I actually just posted my latest updates in another thread (a bit long to include here). I found out I was pregnant a few days after writing you. I guess it had been on my mind because my cycle had been weird already. Unfortunately, mine was also diagnosed ectopic for a second time on the same side, so this time I got surgery. Now, in hindsight, I wish I had just removed the tube then or had more testing done before TTC, though as I recall I don't think there are great ways to test for that. I feel foolish almost for trying again, but at the same time after my first doctors had said it was probably random bad luck because I checked no boxes for risk factors. This time they went straight to talking about how I was at higher risk because of my history, which felt like they were telling me something different then the previous time. At least for now I don't have to worry about rupture since it's gone.

Take care,
Cam

Lisalisa
Posts: 8
Joined: Sat Sep 30, 2023 2:40 pm

Re: Feeling alone

Post by Lisalisa »

Hi Cam,

I just read your post on the other thread and I'm so sorry you had to go through all that. And I'm sorry for your loss.

I understand the relief you must feel about "getting rid" of the tube, in a way. I feel the same about moving on without any tubes, and glad the risk of it happening is minimised by a lot.

And you're right about looking back on what has happened. It's stressful to go through something like we have, so it's hard to get a 100% overview, and we also depend so much on our healthcare providers.

I was thinking that an HSG or an HSU could help detect if there's a blockage in the remaining tube- but I'm not sure, I never asked.

I wish you a good recovery and all the best for moving forward from all this.

Mat_alog
Posts: 6
Joined: Wed Oct 18, 2023 10:39 am

Re: Feeling alone

Post by Mat_alog »

Hello !
Really sorry to hear that you had to go through all this.
I had my tube removed on the 10th of October after my second ectopic pregnancies(the first one passed by expectant management). And If I can "reassure" you, I had done an hycosy scan after my first ectopic which shows that the tubes were normal whereas the EPU told me that it was almost 100% sure if I was doing a new ectopic on the same side that the tube was damaged. The hycosy or hsg only show blockage but cannot show you microscopic damage. As you said, really not worth looking back and wondering what should have been done (easier said than done ;-)) but I thought I would share. Hope that helps.

Lisalisa
Posts: 8
Joined: Sat Sep 30, 2023 2:40 pm

Re: Feeling alone

Post by Lisalisa »

Hi Mat
I hope you're feeling better and recovering well from your salpingectomy.
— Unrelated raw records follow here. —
Issue #325, opened 2026-04-08
"Downscoping" transaction tokens to particular target workloads


dteleguin:
In Transaction Tokens, the `aud` claim represents the entire trust domain, which is opposite to OAuth, where it reflects individual resource servers. There is no claim defined that would represent particular workloads as the receivers for the transaction token.

In the absence of the `aud` equivalent having workload-level granularity, how do we implement the "strict audience check" concept from OAuth?

Example: a workload obtains a TraT with audience set to the entire trust domain. Under some circumstances, it might decide to "downscope" the TraT (via replacement request), limiting its "audience" to only selected workloads inside the trust domain, and thus enforcing only a specific request propagation path.

(Credits: Isabella Dix @ Keycloak Dev Day 2026)

ashayraut:
My understanding is that Txn tokens are meant for all internal workloads in trust domain. Once you start minting tokens for specific workload, then its not scalable, because firstly in large service graph, no one knows how the graph changes. The requesting workload may not know if there are 5 internal workloads or 100 that will receive this token. Adding new internal workload will now require Txn-token service or some intermediate workload in call chain (that replaces Txn token) to know the call graph and workloads in that call graph. I'd say, this adds to complication and not a MUST.

On side note, https://www.ietf.org/archive/id/draft-oauth-transactiontokens-bcp-01.html has some best practices outlined.

dteleguin:
Definitely not a MUST, but might be useful for smaller deployments with an established service graph and higher security requirements.

tulshi:
After the discussion in IETF 124, we decided to not work on replacement semantics in this particular draft (see issue #272) . This seems within the scope of replacement, so I'm inclined to not address this in this particular draft.

gffletch:
@dteleguin is it possible to manage the security requirements via the finely-grained scope values? The transaction token `aud` is for the entire trust domain but it's usefulness is only for those services that support the finely-grained purpose of the transaction. 

It is possible to encrypt data in the `tctx` for specific services if there is a concern about leaking of data.

PieterKas:
Based on discussion between myself, @gffletch and @tulshi, transaction tokens are not opinionated about "aud" to restrict se or presentation to specific workloads (doing so would make them into a type of access token as opposed to a mechanism to preserve transaction context).

tulshi:
Closing this, based on the last comment by @PieterKas. Please reopen if this still needs attention.

dteleguin:
[...]

PR #345, opened 2026-04-29
Clarify transaction tokens vs OAuth 2.0 access tokens

PieterKas:
Clarify the distinction between transaction tokens and OAuth 2.0 access tokens, emphasizing their different purposes and security implications. See issue #325

### DIFF
--- a/draft-ietf-oauth-transaction-tokens.md
+++ b/draft-ietf-oauth-transaction-tokens.md
@@ -97,7 +97,7 @@ informative:
 Transaction Tokens (Txn-Tokens) are designed to maintain and propagate user identity, workload identity and authorization context throughout the Call Chain within a trusted domain during the processing of external requests (e.g. such as API calls) or requests initiated internally within the trust domain. Txn-Tokens ensure that this context is preserved throughout the Call Chain thereby enhancing security and consistency in complex, multi-service architectures.
 --- middle
 
-# Introduction
+# Introduction {#introduction}
 
 Modern computing architectures often use multiple independently running components called workloads. In many cases, external invocations through interfaces such as APIs result in a number of internal workloads being invoked in order to process the external invocation. These workloads often run in virtually or physically isolated networks. These networks and the workloads running within their perimeter may be compromised by attackers through software supply chain, privileged user compromise or other attacks. Workloads compromised through external attacks, malicious insiders or software errors can cause any or all of the following unauthorized actions:
 
@@ -597,6 +597,13 @@ The TTS may need to rotate signing keys. When doing so, it MAY adopt the key rot
 
 ## Transaction Tokens Are Not Authentication Credentials
 A workload MUST NOT use a transaction token to authenticate itself to another workload, service or the TTS. Transaction tokens represents information relevant to authorization decisions and are not workload identity credentials. Authentication between the workload and the TTS is described in {{Mutual-Authentication}}.
+
+## Transaction Tokens Are Not OAuth 2.0 Access Tokens
+A workload MUST NOT use a transaction token and an OAuth 2.0 Access Token. An OAuth 2.0 Access Token represents a grant of authority to a client, a transaction token represents the context of a specific transaction. The separation of the transaction token from the OAuth 2.0 Access Token is a deliberate design choice as described in {{introduction}}.
+
+Transaction tokens support the principle of least privilege since they are narrowly scoped to a single transaction and have short lifetimes. This makes them less susceptible to broad replay attacks than the longer-lived access tokens. By maintaining a distinct token type, the protocol ensures that context propagation while minimizing the risk of lateral access if a transaction token is intercepted within the trust domain. This separation also reduces the need for including transaction context in the access token, reducing token size.
+
+Using a dedicated HTTP header from the `Authorization: Bearer` header for transaction tokens allows services to distinguish between an access token, which carries authorization delegation information, and the transaction token, which carries transaction context.
 
 ### Txn-Token as a `subject_token`
 A TTS MUST exercise caution when receiving a Txn-token as a `subject_token`. Any Txn-Token issued in response to such a request is effectively a replacement Txn-Token. Replacing Txn-Tokens potentially negates the primary purpose of having Txn-Tokens. When issuing replacement Txn-Tokens, a TTS:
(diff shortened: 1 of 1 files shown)


ashayraut (approved):

draft-ietf-oauth-transaction-tokens.md
```diff
@@ -589,6 +589,13 @@ The TTS may need to rotate signing keys. When doing so, it MAY adopt the key rot
 ## Transaction Tokens Are Not Authentication Credentials
 A workload MUST NOT use a transaction token to authenticate itself to another workload, service or the TTS. Transaction tokens represents information relevant to authorization decisions and are not workload identity credentials. Authentication between the workload and the TTS is described in {{Mutual-Authentication}}.
 
+## Transaction Tokens Are Not OAuth 2.0 Access Tokens
+A workload MUST NOT use a transaction token and an OAuth 2.0 Access Token. An OAuth 2.0 Access Token represents a grant of authority to a client, a transaction token represents the context of a specific transaction. The separation of the transaction token from the OAuth 2.0 Access Token is a deliberate design choice as described in {{introduction}}.
```
gffletch: I think you meant... "as an" instead of "and an".

gffletch (commented):
Minor typo

draft-ietf-oauth-transaction-tokens.md
```suggestion
A workload MUST NOT use a transaction token as an OAuth 2.0 Access Token. An OAuth 2.0 Access Token represents a grant of authority to a client, a transaction token represents the context of a specific transaction. The separation of the transaction token from the OAuth 2.0 Access Token is a deliberate design choice as described in {{introduction}}.
```

PieterKas: Yup -thanks for catching that. Fixed.

draft-ietf-oauth-transaction-tokens.md
```diff
@@ -589,6 +589,13 @@ The TTS may need to rotate signing keys. When doing so, it MAY adopt the key rot
 ## Transaction Tokens Are Not Authentication Credentials
 A workload MUST NOT use a transaction token to authenticate itself to another workload, service or the TTS. Transaction tokens represents information relevant to authorization decisions and are not workload identity credentials. Authentication between the workload and the TTS is described in {{Mutual-Authentication}}.
 
+## Transaction Tokens Are Not OAuth 2.0 Access Tokens
+A workload MUST NOT use a transaction token as an OAuth 2.0 Access Token. An OAuth 2.0 Access Token represents a grant of authority to a client, a transaction token represents the context of a specific transaction. The separation of the transaction token from the OAuth 2.0 Access Token is a deliberate design choice as described in {{introduction}}.
```
tulshi, line 593: I'm actually rethinking this. I think it makes sense to have OAuth JWT format TraTs that include context (i.e. all the fields that we define in this spec). We need to figure out if we can send such TraTs through the Authorization header or keep it in the Txn-Token header, but adding a sentence to explicitly disallow that sounds a bit extreme to me.

ashayraut: From systems maintenance, observability, separation of concerns and combined with the fact that you may not need Txn token at all on some request chains/paths, it made sense to me always to keep it separate.

PieterKas: What use case do you have in mind @tulshi ?

An OAuth token can contain transaction token claims (a given for the cross-domain use cases), but an OAuth access token is not a transaction token. One is about authorization context (transaction token), the other about broad user access delegation (OAuth).

gffletch: I think in some cases the Authorization header might contain a token that authorizes the client to make the request an not actually be an access token. More of an authentication token but sent in the Authorization header. Like the token returned from a client credentials flow.

I agree that we want transaction tokens in their own header but I think we should be silent on whether an additional token is needed.

tulshi: Should we drop this particular change?

PieterKas: No, I think it is important to be clear that a transaction token is not an OAuth 2.0 Access Token (the question has come up enough times that it is worth being explicit, just as we are about transaction tokens not being used for authentication).

George makes a different point and that is that a Authorisation header might contain a transaction token and that it might be used for authorization (but not as an OAuth 2.0 Access token). 

This text does not say that a transaction token cannot be in the authorisation header as well, just that it should be in its own header and that it is not an OAuth 2.0 JWT Access Token.

ashayraut: Does https://www.ietf.org/archive/id/draft-oauth-transactiontokens-bcp-01.html sound like right place to add clarity around such things?

tulshi: To answer your question @PieterKas , I am now thinking we can include TraTs-like context in access tokens for ensuring AI call chains within an organization do not exceed the bounds of the original task

PieterKas: I think that is fine to include Trats claims in OAuth Access tokens (may even be needed for cross domain use cases when claims have to be transcribed). If it is fine grained authorisation your after, perhaps RAR is the better bet (or perhaps you use RAR and embed Trats defined claims in them),. However, using an Trat claim in an Oauth token does not make a Trat and OAuth Access token. An Oauth Access Token is issued by an AS and conveys delegation semantics. It is used to access the "front door" of the service. Transaction tokens were designed as something else. By merging them, I think you debase the reason for having transaction. tokens in the first place.

tulshi: It isn't an OAuth token in that it hasn't been issued using an OAuth flow, but should we rule out using a TraT as an access token?

PieterKas: We should rule out using a Transaction Token as a OAuth 2.0 Access Token to avoid confusion and dilute the value of both OAuth 2.0 Access Tokens and Transaction Tokens. 

If you have a Transaction Token, and you want an OAuth 2.0 Access Token, use on of the OAuth Authorisation Grant flows (preferably Token Exchange). The draft is clear that a Transaction Token carries transaction specific authorization context to be used as part of an authorization decision. This does not make it an OAuth 2.0 Access Token. It was not issued under the same policies as other OAuth 2.0 Access tokens. Different use cases, threat models and deployment choices apply.

For finer grained OAuth Access tokens, use RAR (perhaps with Transaction token claims). For carrying transaction context, tied to a trasnaction with downscoped authorization details within a domain use a transaction token.

tulshi: I'm not convinced we need this language to avoid confusion, but I'm not too passionate about this, so let's just go ahead with it.

tulshi (approved):

bc-pi:
I support adoption

PR #346, opened 2026-05-13
Change Txn-Token Request parameters to RECOMMENDED

gffletch:
Updated the Txn-Token Request parameters from OPTIONAL to RECOMMENDED to enhance clarity and guidance. Also changed the introduction sentence which previously also included the term RECOMMENDED.

NOTE: Brian also made the recommendation to move from RECOMMENDED to something less like a SHOULD as we don't define concretely what goes in these objects. Additionally, I didn't change body claims as I believe the OPTIONAL make sense for a JWT body claim but less so for an API request parameter. Happy to update accordingly.


PieterKas (approved):
This looks good. I think keeping it to RECOMMENDED as opposed to a SHOULD is fine.

PieterKas (approved):

PieterKas (approved):

tulshi (approved):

Thanks for sharing about the HSU, I guess I would have always wondered, even if I can't changed the past. It does help to hear that there might not have been anything I could have done differently anyways.

My surgery was on Oct 3 and I've been starting to feel better. Working almost full time again, since mid last week, and just really want my period to return and things to go back to normal! Still quite tired some days though.

Mat_alog
Posts: 6
Joined: Wed Oct 18, 2023 10:39 am

Re: Feeling alone

Post by Mat_alog »

It will get better gradually... I was back at work this week as well and finishing the week exhausted. But it still felt nice to get a sense of "normality" back in my life.

Lisalisa
Posts: 8
Joined: Sat Sep 30, 2023 2:40 pm

Re: Feeling alone

Post by Lisalisa »

I understand that feeling of wanting a sense of normal again. I got my period today which I'm glad for as it's a step forward and a sign of normality.